Dr Tan summarized some of the key challenges in the adoption of new tech at her hospitals. Firstly, there is a lack of exposure and experience with HIT in Asia and it was difficult for staff to visualize the digitization of their routine workflow, as well as use tech to improve their work processes/quality of care. This requires exposure and training. Next, in terms of mindsets, there are two groups of people – one who is excited to embrace IT and the other who is resistant to change. These two groups need to be handled differently, such as getting the excited ones to influence and help train the nonchalant ones.
Lastly, different experts and users have very different expectations from the HIT systems, so feedback that will create high value improvement in the workflow needs to be prioritized, and expectations need to be mediated between the different stakeholders.
Approaching the continuum of care
Dr Alessi asked Sivaramakrishnan how a large hospital network in India like Apollo Hospitals approached the continuum of care for its patients. The latter explained firstly that every patient has a single unique identifier or ID and secondly, from a technology and IT standpoint, the use of a single software for more than 10,000 beds and 32 hospitals in its network means a “single version of truth”, but also a challenge to keep the records pristine, accurate and responsibly maintained.
There is also a single sign-on process, in which the HIT system presents itself based on the role and work that is assigned to the user/healthcare staff so it enables them to do their job(s) easier, rather than requesting the system to help the staff, Sivaramakrishnan said. “The system is in alignment with the work process, the work process is not made to fit the technology.”
When it comes to handover of patients from one staff member to another staff members, there might be lapses in care, Dr Alessi said. However, Sivaramakrishnan responded by saying that these lapses are minimized as there are checklists integrated into the HIT system and at every point of care, which reduces the anxiety around handovers.

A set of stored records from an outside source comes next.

PR #8106, opened 2023-01-21
updater: Hash files with multiple threads

derrod:
### Description

Breaks out the hashing of existing files into a separate step that runs with multiple threads.

On my system this results in about 4x faster hashing when the files are not cached (7800 ms -> 1900 ms) and still about 2x faster hashing when files are in the OS cache (980 ms -> 480 ms).

### Motivation and Context

Faster hashing. Further speeding up the updating process.

### How Has This Been Tested?

Tested locally with changes applied on top of #8074.

### Types of changes

### Checklist:

### DIFF
--- a/UI/win-update/updater/updater.cpp
+++ b/UI/win-update/updater/updater.cpp
@@ -25,6 +25,7 @@
 #include <string>
 #include <mutex>
 #include <unordered_set>
+#include <queue>
 
 using namespace std;
 using namespace json11;
@@ -356,6 +357,7 @@ struct deletion_t {
 	}
 };
 
+static unordered_map<string, wstring> hashes;
 static vector<update_t> updates;
 static vector<deletion_t> deletions;
 static mutex updateMutex;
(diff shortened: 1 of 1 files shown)


UI/win-update/updater/updater.cpp
```diff
@@ -594,6 +596,78 @@ static inline bool WideToUTF8(char *utf8, int utf8Size, const wchar_t *wide)
...
+static void RunHasherWorkers(int num, const Json &packages)
+try {
+
+	for (const Json &package : packages.array_items()) {
+		for (const Json &file : package["files"].array_items()) {
+			if (!file["name"].is_string())
+				continue;
+			hashQueue.push(file["name"].string_value());
+		}
+	}
```
derrod, line 651: I haven't included this, but I found that by reversing the order of packages (thus adding `obs-browser` first) I can actually shave off another 100 ms or so since CEF will be processed first rather than at the end, meaning that we spend less time with only a single thread working on CEF while the others are already finished.

```c++
	/* Okay I know this looks mad. But there's actually a somewhat sane reason
	 * to do this:
	 *
	 * libcef.dll takes the longest of all files to hash, so by ensuring the processing
	 * of it gets started as soon as possible we don't spend as long waiting for the last
	 * thread to complete as if it was added in its normal position (at the end).
	 *
	 * (Technically this will add any file > 10 MiB to the start, which is only three )
	 * 
	 * This saves a whole 50 ms on my machine!
	 */
	Json::array pVec = packages.array_items();
	for_each(pVec.rbegin(), pVec.rend(), [](const Json &package) {
		for (const Json &file : package["files"].array_items()) {
			if (!file["name"].is_string())
				continue;
			hashQueue.push(file["name"].string_value());
		}
	});
```

notr1ch (approved):

PR #8109, opened 2023-01-21
libobs-opengl:  Do not close X11 platform display on error

pobrn:
### Description

The platform display retrieved in `OBSApp::OBSInit()` belongs to Qt, therefore libobs components should not destroy it. Because when it is destroyed, it may result in UAFs when Qt components try to use it. Not closing the platform display is the main change, but there are also two other small changes that close X displays that weren't previously closed. See the commit messages for more details.

### Motivation and Context

Fixes a use-after-free issue that manifests itself when `gl_x11_egl_platform_create()` fails.

### How Has This Been Tested?

Tested locally on top of the master branch. Linux 6.1.7, with X11, NVIDIA.

### Types of changes

### Checklist:

-- 

@GeorgesStavracas @kkartaltepe

### DIFF
--- a/libobs-opengl/gl-x11-egl.c
+++ b/libobs-opengl/gl-x11-egl.c
@@ -385,6 +385,8 @@ static void gl_x11_egl_platform_destroy(struct gl_platform *plat)
 
 	gl_context_destroy(plat);
 	eglTerminate(plat->edisplay);
+	if (plat->close_xdisplay)
+		XCloseDisplay(plat->xdisplay);
 	bfree(plat);
 }
 
--- a/libobs-opengl/gl-x11-egl.c
+++ b/libobs-opengl/gl-x11-egl.c
@@ -82,6 +82,7 @@ struct gl_platform {
 	EGLConfig config;
 	EGLContext context;
 	EGLSurface pbuffer;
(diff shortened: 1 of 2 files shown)


kkartaltepe:
this seems good to me. You can also merge the two libobs-opengl commits.

kkartaltepe (approved):

jpark37:
Can you put X11 in the commit title? I thought this was a cross-platform issue, but it's not.

pobrn:
> Can you put X11 in the commit title? I thought this was a cross-platform issue, but it's not.

Is it better now? Or did you have something else in mind?

jpark37:
That was it. Thanks!

GeorgesStavracas (approved):

RytoEX:
As a matter of personal preference, I would probably not have included the full stack trace in the commit message. I would probably have mentioned the AddressSanitizer heap-use-after-free error, and then documented the full stack trace on the PR. As an aside, you can wrap the commit message bodies at 72 characters rather than 60 characters. That said, I will not let any of those items block merging.

pobrn:
Sorry, I was meaning to change the commit messages but have not had the time yet.

PR #8110, opened 2023-01-21
UI: Don't open properties dialog if item is scene

cg2121:
### Description
This disables opening of the properties dialog if a scene is double clicked in the source tree.

### Motivation and Context
The scene properties dialog is empty, so it is unnecessary to open it.

### How Has This Been Tested?
Double clicked scene item that was scene.

### Types of changes

### Checklist:


notr1ch:
It might be better to use `obs_source_configurable` to match existing behavior to determine whether a source has properties.

cg2121:
Updated to use the suggestion from @notr1ch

Challenges faced in data mapping from early warning support system to the EMR
Addressing a question on the challenges faced in data mapping/interfacing from the early waning support system to the main EMR, Dr Tan said that in the early days that there were indeed issues interfacing with the EMR. “One of the biggest challenges was in the element of the security policy of our care partner, as well as our EMR partner.”
There was a period of a ‘cold war’ as both partners did not want to take a step back to ‘relax’ on the security issue. Dr Tan said that after many rounds of negotiation and focusing on the outcomes of the solution, the issue was resolved and the interfacing was done.